In the entries below, find the lines that contain the word "export" and copy them.

#### [Source data]
____

PR #110, opened 2019-06-25
Add thread ID to step commands

thegecko:
Step commands optionally support threadIDs. This PR adds this support.

### DIFF
--- a/src/mi/exec.ts
+++ b/src/mi/exec.ts
@@ -20,18 +20,34 @@ export function sendExecRun(gdb: GDBBackend) {
     return gdb.sendCommand('-exec-run');
 }
 
-export function sendExecContinue(gdb: GDBBackend) {
-    return gdb.sendCommand('-exec-continue');
+export function sendExecContinue(gdb: GDBBackend, threadId?: number) {
+    let command = '-exec-continue';
+    if (threadId) {
+        command += ` --thread ${threadId}`;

____

#### [Solution to the problem]
@@ -20,18 +20,34 @@ export function sendExecRun(gdb: GDBBackend) {
-export function sendExecContinue(gdb: GDBBackend) {
+export function sendExecContinue(gdb: GDBBackend, threadId?: number) {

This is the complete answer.